- Goal of the exercise
Looking through the material below, say how many lines contain the string "abstract" and add nothing more.

--- Data for processing Enclosed Below ---

PR #19, opened 2016-02-20
[JENKINS-27152] Store control files outside of the workspace

jglick:
[JENKINS-27152](https://issues.jenkins-ci.org/browse/JENKINS-27152)

Supersedes #11.

@reviewbybees

### DIFF
--- a/src/main/java/org/jenkinsci/plugins/durabletask/BourneShellScript.java
+++ b/src/main/java/org/jenkinsci/plugins/durabletask/BourneShellScript.java
@@ -140,11 +140,11 @@ public final class BourneShellScript extends FileMonitoringTask {
             super(ws);
         }
 
-        public FilePath getScriptFile(FilePath ws) {
+        public FilePath getScriptFile(FilePath ws) throws IOException, InterruptedException {
             return controlDir(ws).child("script.sh");
         }
 
-        FilePath pidFile(FilePath ws) {
+        FilePath pidFile(FilePath ws) throws IOException, InterruptedException {
             return controlDir(ws).child("pid");
         }
 
--- a/src/main/java/org/jenkinsci/plugins/durabletask/FileMonitoringTask.java
+++ b/src/main/java/org/jenkinsci/plugins/durabletask/FileMonitoringTask.java
@@ -161,8 +161,20 @@ public abstract class FileMonitoringTask extends DurableTask {
         /**
          * Directory in which this controller can place files.
          */
-        public FilePath controlDir(FilePath ws) {
-            return tempDir(ws).child("durable-" + id);
+        public FilePath controlDir(FilePath ws) throws IOException, InterruptedException {
+            FilePath cd = tempDir(ws).child("durable-" + id);
+            if (cd.isDirectory()) { // normal case 1.8+ after creation
+                return cd;
+            }
+            FilePath oldCD = ws.child("." + id);
+            if (oldCD.isDirectory()) { // compatibility with 1.6
+                return oldCD;
+            }
+            oldCD = ws.child(".jenkins-" + id);
+            if (oldCD.isDirectory()) { // compatibility with 1.7
+                return oldCD;
+            }
+            return cd;
         }
 
         // TODO https://github.com/jenkinsci/jenkins/pull/2066
@@ -173,14 +185,14 @@ public abstract class FileMonitoringTask extends DurableTask {
         /**
          * File in which the exit code of the process should be reported.
          */
-        public FilePath getResultFile(FilePath workspace) {
+        public FilePath getResultFile(FilePath workspace) throws IOException, InterruptedException {
             return controlDir(workspace).child("jenkins-result.txt");
         }
 
         /**
          * File in which the stdout/stderr
          */
-        public FilePath getLogFile(FilePath workspace) {
+        public FilePath getLogFile(FilePath workspace) throws IOException, InterruptedException {
             return controlDir(workspace).child("jenkins-log.txt");
         }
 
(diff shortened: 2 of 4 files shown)


src/main/java/org/jenkinsci/plugins/durabletask/FileMonitoringTask.java
```diff
@@ -89,6 +90,7 @@ protected FileMonitoringController doLaunch(FilePath workspace, Launcher launche
 
         protected FileMonitoringController(FilePath ws) throws IOException, InterruptedException {
             // can't keep ws reference because Controller is expected to be serializable
+            ws.mkdirs();
```
amuniz: `controlDir(ws)` - just below - is calling `ws.child("."+id);` so the subsequent call to `mkdirs()` would create the `ws` dirs too, so this line is perhaps not necessary (?)

amuniz: Ok, `controlDir` was modified too, never mind.

src/test/java/org/jenkinsci/plugins/durabletask/BourneShellScriptTest.java
```diff
@@ -107,4 +109,17 @@ public void smokeTest() throws Exception {
...
+    @Test public void cleanWorkspace() throws Exception {
+        Controller c = new BourneShellScript("touch stuff && echo ---`ls -1a`---").launch(new EnvVars(), ws, launcher, listener);
+        while (c.exitStatus(ws, launcher) == null) {
+            Thread.sleep(100);
+        }
+        ByteArrayOutputStream baos = new ByteArrayOutputStream();
+        c.writeLog(ws, baos);
+        assertEquals(0, c.exitStatus(ws, launcher).intValue());
+        assertThat(baos.toString(), containsString("---. .. stuff---"));
+        c.cleanup(ws);
```
amuniz: What is this line testing?

jglick: The call to `cleanup` you mean? Nothing more than that the standard call in the expected method sequence proceeds without error.

armfergom:
:bee:

src/main/java/org/jenkinsci/plugins/durabletask/BourneShellScript.java
```diff
@@ -46,6 +49,11 @@
  */
 public final class BourneShellScript extends FileMonitoringTask {
 
+    /** Number of times we will show launch diagnostics in a newly encountered workspace before going mute to save resources. */
+    private static /* not final */ int NOVEL_WORKSPACE_DIAGNOSTICS_COUNT = Integer.getInteger(BourneShellScript.class.getName() + ".NOVEL_WORKSPACE_DIAGNOSTICS_COUNT", 10);
+    /** Number of seconds we will wait for a controller script to be launched before assuming the launch failed. */
+    private static /* not final */ int LAUNCH_FAILURE_TIMEOUT = Integer.getInteger(BourneShellScript.class.getName() + ".LAUNCH_FAILURE_TIMEOUT", 15);
```
tfennelly: Why not `final`?

src/main/java/org/jenkinsci/plugins/durabletask/BourneShellScript.java
```diff
@@ -145,6 +177,8 @@ private synchronized int pid(FilePath ws) throws IOException, InterruptedExcepti
                     status = -1;
                 }
                 return status;
+            } else if (_pid == 0 && /* compatibility */ startTime > 0 && System.currentTimeMillis() - startTime > 1000 * LAUNCH_FAILURE_TIMEOUT) {
```
tfennelly: How can `startTime > 0`? I don't see it being modified anywhere.

tfennelly:
:bee:

src/main/java/org/jenkinsci/plugins/durabletask/BourneShellScript.java
jglick: In case you want to use the `/script` console to adjust the value without restarting Jenkins.

src/main/java/org/jenkinsci/plugins/durabletask/BourneShellScript.java
jglick: Set in an instance initializer.

jtnord:
:bee:

jtnord:
So this would mean that you could not upgrade this plugin whilst a durable task was inflight.

This is not unreasonable - but needs to be clearly called out in the release notes that this is guaranteed to break (whereas before you may get lucky?).  Currently the wiki does not say anything about upgrading whilst tasks are in progress (which I think it should if we are saying it is **never** expected to work but you may get lucky)

jglick:
> you could not upgrade this plugin whilst a durable task was inflight

Hmm, good point, and one I neglected in #11. I think that is fixable. If not it will indeed need to be in the release notes.

jtnord:
:bee:

src/main/java/org/jenkinsci/plugins/durabletask/FileMonitoringTask.java
```diff
@@ -77,10 +78,14 @@ protected FileMonitoringController doLaunch(FilePath workspace, Launcher launche
     }
 
     protected static class FileMonitoringController extends Controller {
+
+        /** Absolute path of {@link #controlDir()}. */
+        private String controlDir;
+
         /**
-         * Unique ID among all the {@link Controller}s that share the same workspace.
+         * @deprecated used only in pre-1.8
```
jtnord: nit: should also have `@Deprecated` annotation

jtnord:
:bee:

svanoort:
:bee: from me.  Long-awaited and immensely helpful.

--- End of Enclosed Data for processing ---

- Result of the task
2